Ханс все время сидел, устремив серьезный взгляд на мать. Теперь он встал и спросил почти шепотом:
– А ты когда-нибудь пыталась, мама?..
Мать поняла его:
– Да, сынок, часто. Но отец только смеется или смотрит на меня так странно, что у меня пропадает охота спрашивать. Когда в прошлую зиму ты и Гретель заболели лихорадкой и хлеб у нас почти вышел, а я ничего не могла заработать – ведь я боялась, как бы вы не умерли, пока меня не будет дома, – ох как я тогда старалась! Я гладила его по голове и шептала ему о деньгах, ласково, как котенок: «Где они?.. У кого они?..» Все напрасно! Он только дергал меня за рукав и бормотал такую чепуху, что вся кровь у меня застывала. Под конец, когда Гретель лежала белее снега, а ты бредил на кровати, я крикнула ему, и мне казалось, что должен же он услышать меня: «Рафф, где наши деньги?! Знаешь ты что-нибудь о деньгах, Рафф? О деньгах в кошельке и чулке, что в большом сундуке лежали?» Но это было все равно что говорить с камнем… это было…

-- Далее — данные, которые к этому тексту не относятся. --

PR #11, opened 2015-02-03
V2.0

tj:
cc @gjohnson & @yields 

Good luck reading the diff haha, but LMK if you see anything weird. You can't really easily pass your own context right now (just manip the default), but meh. We'd have to move the Context field to each struct to make that less stupid


yields:
nice, lgtm! :)

tj:
I dig that, maybe a .type() as well so we can just have a .Send() or just pass them all to the queue method

gjohnson:
Nice, works for me.

PR #16, opened 2015-05-04
Retry and backoff

f2prateek:


analytics.go
```diff
@@ -232,11 +236,24 @@ func (c *Client) send(msgs []interface{}) {
 		return
 	}
 
+	for i := 0; i < 10; i++ {
```
f2prateek: 10 seems like a reasonable default? Could potentially retry it indefinitely as well.

analytics.go
```diff
@@ -283,13 +302,13 @@ func (c *Client) loop() {
 			msgs = append(msgs, msg)
 			if len(msgs) == c.Size {
 				c.verbose("exceeded %d messages – flushing", c.Size)
-				c.send(msgs)
+				go c.send(msgs)
```
f2prateek: Do we need a bound on the number of goroutines this can create?

f2prateek:
cc @tj @gjohnson

analytics.go
tj: Hmm yeah might not be a bad idea, though hopefully we're never down enough for it to back up like mad with retries haha. Maybe just a second goro for handling retries with a high watermark that just drops after, not sure

f2prateek: @tj Very rough draft of what a bounded executor could look like - https://github.com/segmentio/analytics-go/commit/db3adc6760502971fa7356219fd2ba857900f20e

Голос матери звучал так странно и глаза ее так горели, что Ханс, снова встревоженный, положил ей руку на плечо.
– Успокойся, мама, – сказал он. – Забудем об этих деньгах. Я уже большой и сильный. Гретель тоже очень ловкая и работящая. Скоро мы опять будем зажиточными. Знаешь, мама, для меня и Гретель приятней видеть тебя веселой и радостной, чем иметь все серебро, сколько его есть на свете… Ведь правда, Гретель?
– Мама знает это, – ответила Гретель, всхлипывая.